DATASET RECORDS:
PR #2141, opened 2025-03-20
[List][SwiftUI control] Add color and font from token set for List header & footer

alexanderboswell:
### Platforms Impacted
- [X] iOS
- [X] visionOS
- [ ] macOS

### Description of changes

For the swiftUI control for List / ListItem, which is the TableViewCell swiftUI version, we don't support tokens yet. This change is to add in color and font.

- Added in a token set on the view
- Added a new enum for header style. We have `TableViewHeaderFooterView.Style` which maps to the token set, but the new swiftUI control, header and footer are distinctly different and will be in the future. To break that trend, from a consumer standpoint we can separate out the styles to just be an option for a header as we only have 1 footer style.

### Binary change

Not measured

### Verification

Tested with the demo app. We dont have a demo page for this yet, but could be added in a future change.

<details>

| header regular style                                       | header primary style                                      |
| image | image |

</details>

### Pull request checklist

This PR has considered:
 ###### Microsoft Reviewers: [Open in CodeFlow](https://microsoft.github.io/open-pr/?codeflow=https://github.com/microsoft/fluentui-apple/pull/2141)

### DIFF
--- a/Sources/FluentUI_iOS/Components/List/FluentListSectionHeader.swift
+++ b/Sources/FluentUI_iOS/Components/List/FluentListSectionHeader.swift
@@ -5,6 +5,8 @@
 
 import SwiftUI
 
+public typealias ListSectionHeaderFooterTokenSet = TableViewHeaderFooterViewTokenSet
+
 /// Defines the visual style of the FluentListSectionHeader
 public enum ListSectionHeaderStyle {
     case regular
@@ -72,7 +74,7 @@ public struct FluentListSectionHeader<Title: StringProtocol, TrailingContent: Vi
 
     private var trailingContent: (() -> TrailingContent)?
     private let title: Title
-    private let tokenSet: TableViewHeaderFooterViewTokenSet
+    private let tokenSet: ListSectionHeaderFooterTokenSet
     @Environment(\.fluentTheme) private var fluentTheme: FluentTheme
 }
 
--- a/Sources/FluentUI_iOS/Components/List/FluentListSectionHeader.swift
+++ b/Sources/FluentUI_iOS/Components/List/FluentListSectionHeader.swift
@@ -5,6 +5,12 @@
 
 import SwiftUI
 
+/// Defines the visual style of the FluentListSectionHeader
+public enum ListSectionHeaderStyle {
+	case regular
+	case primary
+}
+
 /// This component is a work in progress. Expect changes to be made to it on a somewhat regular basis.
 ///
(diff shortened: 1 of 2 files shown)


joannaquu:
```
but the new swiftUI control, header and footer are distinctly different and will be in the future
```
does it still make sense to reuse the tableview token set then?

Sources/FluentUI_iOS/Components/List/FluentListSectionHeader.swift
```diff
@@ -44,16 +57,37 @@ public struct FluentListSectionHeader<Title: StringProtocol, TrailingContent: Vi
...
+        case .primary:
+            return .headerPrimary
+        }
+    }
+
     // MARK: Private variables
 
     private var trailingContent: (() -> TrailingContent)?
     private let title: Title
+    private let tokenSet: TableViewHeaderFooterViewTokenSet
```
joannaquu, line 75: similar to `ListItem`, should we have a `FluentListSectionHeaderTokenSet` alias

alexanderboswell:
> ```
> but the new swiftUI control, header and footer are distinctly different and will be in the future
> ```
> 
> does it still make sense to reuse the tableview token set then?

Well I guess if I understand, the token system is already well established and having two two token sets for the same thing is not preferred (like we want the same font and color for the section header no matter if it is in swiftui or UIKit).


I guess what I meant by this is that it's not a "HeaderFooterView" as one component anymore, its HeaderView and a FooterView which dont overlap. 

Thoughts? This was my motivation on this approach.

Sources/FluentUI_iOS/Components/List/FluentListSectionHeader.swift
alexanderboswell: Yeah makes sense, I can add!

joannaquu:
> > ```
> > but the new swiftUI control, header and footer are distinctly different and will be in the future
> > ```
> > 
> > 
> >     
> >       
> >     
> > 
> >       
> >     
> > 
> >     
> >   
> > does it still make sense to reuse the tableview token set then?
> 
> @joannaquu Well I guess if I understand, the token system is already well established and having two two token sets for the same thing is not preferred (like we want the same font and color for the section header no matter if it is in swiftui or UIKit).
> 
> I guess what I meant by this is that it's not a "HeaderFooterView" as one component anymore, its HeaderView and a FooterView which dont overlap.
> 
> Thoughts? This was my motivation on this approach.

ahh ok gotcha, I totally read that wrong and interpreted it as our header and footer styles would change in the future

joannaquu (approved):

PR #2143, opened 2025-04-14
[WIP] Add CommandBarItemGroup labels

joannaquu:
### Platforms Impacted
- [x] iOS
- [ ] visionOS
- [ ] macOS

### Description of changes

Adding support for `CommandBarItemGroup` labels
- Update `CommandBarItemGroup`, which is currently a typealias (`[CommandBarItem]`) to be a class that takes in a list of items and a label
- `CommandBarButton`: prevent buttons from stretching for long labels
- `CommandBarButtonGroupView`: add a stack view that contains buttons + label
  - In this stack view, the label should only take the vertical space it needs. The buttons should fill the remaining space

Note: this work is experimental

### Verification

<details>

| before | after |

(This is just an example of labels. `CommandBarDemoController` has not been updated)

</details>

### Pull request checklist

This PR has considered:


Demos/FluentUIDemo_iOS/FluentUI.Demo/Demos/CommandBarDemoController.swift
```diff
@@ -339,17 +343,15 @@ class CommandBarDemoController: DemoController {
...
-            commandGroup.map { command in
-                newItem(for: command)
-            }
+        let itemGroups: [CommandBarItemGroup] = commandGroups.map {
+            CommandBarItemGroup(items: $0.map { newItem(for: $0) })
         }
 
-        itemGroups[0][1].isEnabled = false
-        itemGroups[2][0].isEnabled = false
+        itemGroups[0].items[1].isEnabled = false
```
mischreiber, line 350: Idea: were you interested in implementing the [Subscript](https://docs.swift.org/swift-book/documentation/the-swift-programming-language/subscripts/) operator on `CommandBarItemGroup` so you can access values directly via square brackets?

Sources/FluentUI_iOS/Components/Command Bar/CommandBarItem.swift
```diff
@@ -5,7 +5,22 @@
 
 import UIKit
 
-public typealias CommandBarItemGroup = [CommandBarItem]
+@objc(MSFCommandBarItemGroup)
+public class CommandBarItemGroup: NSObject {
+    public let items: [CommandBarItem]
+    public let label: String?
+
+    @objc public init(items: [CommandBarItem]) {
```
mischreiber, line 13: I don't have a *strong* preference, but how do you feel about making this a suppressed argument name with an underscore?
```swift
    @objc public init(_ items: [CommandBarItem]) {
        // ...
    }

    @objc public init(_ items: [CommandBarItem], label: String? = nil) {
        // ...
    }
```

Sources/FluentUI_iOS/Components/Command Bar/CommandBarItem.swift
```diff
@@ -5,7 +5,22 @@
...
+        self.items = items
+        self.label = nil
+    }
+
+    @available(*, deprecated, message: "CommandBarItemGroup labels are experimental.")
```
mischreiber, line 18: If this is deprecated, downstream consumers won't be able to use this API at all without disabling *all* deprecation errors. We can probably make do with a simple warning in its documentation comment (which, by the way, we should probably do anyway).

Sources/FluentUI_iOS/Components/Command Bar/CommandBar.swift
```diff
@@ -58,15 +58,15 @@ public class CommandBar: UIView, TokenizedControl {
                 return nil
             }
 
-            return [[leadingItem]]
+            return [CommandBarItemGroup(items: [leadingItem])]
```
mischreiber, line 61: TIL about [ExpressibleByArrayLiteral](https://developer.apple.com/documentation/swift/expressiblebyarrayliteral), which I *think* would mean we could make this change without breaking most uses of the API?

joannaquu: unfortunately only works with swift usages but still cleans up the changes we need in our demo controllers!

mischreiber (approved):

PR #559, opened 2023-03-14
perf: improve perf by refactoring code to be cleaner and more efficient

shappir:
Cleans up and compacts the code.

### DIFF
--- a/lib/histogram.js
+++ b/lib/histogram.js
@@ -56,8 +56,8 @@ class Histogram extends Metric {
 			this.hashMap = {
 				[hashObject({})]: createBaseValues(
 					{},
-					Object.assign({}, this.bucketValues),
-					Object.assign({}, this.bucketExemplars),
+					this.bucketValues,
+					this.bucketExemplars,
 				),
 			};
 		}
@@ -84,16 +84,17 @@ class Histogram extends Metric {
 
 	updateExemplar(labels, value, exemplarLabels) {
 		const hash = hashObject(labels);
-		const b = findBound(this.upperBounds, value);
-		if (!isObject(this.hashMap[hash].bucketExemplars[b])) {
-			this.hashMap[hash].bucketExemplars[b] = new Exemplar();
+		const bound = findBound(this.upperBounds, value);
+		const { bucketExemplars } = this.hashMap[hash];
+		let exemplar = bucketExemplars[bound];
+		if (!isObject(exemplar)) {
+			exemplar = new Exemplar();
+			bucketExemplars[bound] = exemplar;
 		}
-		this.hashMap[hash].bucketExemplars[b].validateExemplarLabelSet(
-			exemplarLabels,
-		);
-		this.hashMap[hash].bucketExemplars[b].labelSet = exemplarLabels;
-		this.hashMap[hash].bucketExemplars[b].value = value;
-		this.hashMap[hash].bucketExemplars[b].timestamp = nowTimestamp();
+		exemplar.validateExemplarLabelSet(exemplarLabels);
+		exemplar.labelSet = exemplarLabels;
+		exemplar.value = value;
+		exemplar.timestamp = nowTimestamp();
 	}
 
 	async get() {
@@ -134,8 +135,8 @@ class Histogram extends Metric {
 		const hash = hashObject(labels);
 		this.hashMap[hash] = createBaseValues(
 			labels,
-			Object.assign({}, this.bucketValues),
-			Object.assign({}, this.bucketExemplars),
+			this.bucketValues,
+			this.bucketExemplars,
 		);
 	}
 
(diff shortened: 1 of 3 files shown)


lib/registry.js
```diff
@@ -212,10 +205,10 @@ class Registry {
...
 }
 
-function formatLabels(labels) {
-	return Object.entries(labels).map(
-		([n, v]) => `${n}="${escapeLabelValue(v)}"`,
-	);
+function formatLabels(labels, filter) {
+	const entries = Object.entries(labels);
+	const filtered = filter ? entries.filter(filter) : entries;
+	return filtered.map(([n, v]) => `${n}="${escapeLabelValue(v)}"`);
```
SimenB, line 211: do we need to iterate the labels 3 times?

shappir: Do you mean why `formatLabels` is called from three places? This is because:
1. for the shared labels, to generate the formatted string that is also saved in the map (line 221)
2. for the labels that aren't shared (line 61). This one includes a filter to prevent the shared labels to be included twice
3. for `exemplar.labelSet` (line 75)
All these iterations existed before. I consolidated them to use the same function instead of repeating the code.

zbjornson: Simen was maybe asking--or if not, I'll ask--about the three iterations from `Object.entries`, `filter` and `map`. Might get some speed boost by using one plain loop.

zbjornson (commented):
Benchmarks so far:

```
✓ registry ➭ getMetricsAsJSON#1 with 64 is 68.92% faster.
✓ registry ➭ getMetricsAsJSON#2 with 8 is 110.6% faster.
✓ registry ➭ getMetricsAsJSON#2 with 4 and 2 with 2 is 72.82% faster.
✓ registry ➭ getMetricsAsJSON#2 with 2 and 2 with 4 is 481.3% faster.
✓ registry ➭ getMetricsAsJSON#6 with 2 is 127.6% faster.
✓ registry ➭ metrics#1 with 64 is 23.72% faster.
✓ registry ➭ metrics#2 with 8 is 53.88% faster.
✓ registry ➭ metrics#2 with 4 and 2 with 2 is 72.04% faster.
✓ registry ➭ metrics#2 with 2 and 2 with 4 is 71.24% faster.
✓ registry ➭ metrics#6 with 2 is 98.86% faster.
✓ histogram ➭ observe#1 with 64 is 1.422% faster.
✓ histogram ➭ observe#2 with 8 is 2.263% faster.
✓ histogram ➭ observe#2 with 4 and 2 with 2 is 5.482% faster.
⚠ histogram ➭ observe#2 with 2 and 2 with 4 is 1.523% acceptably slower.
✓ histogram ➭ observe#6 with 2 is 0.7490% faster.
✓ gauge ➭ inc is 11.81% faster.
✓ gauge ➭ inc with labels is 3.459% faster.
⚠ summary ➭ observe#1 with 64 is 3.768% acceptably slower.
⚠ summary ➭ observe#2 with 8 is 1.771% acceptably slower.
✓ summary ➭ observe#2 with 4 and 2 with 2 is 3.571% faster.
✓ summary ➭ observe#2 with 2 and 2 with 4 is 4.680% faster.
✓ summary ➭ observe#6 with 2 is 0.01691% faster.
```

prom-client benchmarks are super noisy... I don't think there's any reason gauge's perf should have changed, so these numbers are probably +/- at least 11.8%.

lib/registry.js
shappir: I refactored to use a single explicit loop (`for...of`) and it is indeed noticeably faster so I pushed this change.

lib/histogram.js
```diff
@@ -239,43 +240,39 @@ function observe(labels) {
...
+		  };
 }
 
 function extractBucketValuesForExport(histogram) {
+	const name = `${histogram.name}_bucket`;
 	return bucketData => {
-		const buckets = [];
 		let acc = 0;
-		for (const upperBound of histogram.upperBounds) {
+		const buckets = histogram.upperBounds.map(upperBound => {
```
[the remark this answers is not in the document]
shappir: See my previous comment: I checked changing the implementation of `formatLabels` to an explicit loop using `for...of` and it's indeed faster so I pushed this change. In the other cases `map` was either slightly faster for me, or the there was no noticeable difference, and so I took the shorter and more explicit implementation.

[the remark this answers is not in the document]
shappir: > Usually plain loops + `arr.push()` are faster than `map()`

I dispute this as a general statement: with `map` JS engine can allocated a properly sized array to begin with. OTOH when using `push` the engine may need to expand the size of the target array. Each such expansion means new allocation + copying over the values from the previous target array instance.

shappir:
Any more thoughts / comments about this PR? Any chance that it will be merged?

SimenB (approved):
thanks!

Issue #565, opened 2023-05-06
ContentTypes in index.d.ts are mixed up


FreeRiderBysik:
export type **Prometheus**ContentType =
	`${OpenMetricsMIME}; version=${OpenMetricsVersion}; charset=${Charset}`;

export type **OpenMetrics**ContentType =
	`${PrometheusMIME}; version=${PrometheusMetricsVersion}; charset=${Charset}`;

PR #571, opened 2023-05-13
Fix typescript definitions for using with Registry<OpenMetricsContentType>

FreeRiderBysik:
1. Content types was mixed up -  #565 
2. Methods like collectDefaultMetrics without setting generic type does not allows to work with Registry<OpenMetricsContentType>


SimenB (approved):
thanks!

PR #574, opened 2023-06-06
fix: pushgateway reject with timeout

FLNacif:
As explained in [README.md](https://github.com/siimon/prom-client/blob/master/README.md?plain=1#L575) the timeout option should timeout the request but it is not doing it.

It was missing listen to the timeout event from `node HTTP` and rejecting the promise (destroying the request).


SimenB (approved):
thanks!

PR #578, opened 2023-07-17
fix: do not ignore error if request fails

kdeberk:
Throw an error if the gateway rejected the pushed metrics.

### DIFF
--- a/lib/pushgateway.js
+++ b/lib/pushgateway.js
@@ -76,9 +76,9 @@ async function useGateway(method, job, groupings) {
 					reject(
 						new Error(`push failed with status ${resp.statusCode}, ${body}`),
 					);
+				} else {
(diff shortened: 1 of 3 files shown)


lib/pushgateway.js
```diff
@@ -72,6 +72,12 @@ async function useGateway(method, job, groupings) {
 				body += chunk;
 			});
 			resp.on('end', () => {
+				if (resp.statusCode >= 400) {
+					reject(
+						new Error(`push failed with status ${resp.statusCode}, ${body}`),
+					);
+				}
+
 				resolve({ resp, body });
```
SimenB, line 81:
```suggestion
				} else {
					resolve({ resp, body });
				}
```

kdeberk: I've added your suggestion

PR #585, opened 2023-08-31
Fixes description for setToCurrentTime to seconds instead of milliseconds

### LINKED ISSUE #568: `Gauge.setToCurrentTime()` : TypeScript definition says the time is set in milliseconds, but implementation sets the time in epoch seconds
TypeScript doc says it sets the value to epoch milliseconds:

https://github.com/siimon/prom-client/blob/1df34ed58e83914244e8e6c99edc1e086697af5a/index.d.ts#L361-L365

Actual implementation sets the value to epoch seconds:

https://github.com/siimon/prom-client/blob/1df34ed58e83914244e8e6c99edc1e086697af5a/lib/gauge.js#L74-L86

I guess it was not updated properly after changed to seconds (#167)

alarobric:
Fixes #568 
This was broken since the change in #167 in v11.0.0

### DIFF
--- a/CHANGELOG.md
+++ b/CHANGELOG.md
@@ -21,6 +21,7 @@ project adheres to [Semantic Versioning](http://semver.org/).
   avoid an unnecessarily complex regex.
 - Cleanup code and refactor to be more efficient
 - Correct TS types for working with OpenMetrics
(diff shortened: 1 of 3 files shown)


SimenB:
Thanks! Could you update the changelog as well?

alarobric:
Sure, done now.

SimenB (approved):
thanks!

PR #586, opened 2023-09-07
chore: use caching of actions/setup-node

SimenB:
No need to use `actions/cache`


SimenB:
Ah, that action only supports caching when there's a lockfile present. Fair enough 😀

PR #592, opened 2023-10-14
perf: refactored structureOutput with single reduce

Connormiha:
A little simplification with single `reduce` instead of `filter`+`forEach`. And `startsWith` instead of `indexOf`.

REQUIRED WORK: From the opening line of the data above through the line that contains "- Added in a token set on the view", please print each line as it stands and only those lines.

EXERCISE OUTPUT:
PR #2141, opened 2025-03-20
[List][SwiftUI control] Add color and font from token set for List header & footer

alexanderboswell:
### Platforms Impacted
- [X] iOS
- [X] visionOS
- [ ] macOS

### Description of changes

For the swiftUI control for List / ListItem, which is the TableViewCell swiftUI version, we don't support tokens yet. This change is to add in color and font.

- Added in a token set on the view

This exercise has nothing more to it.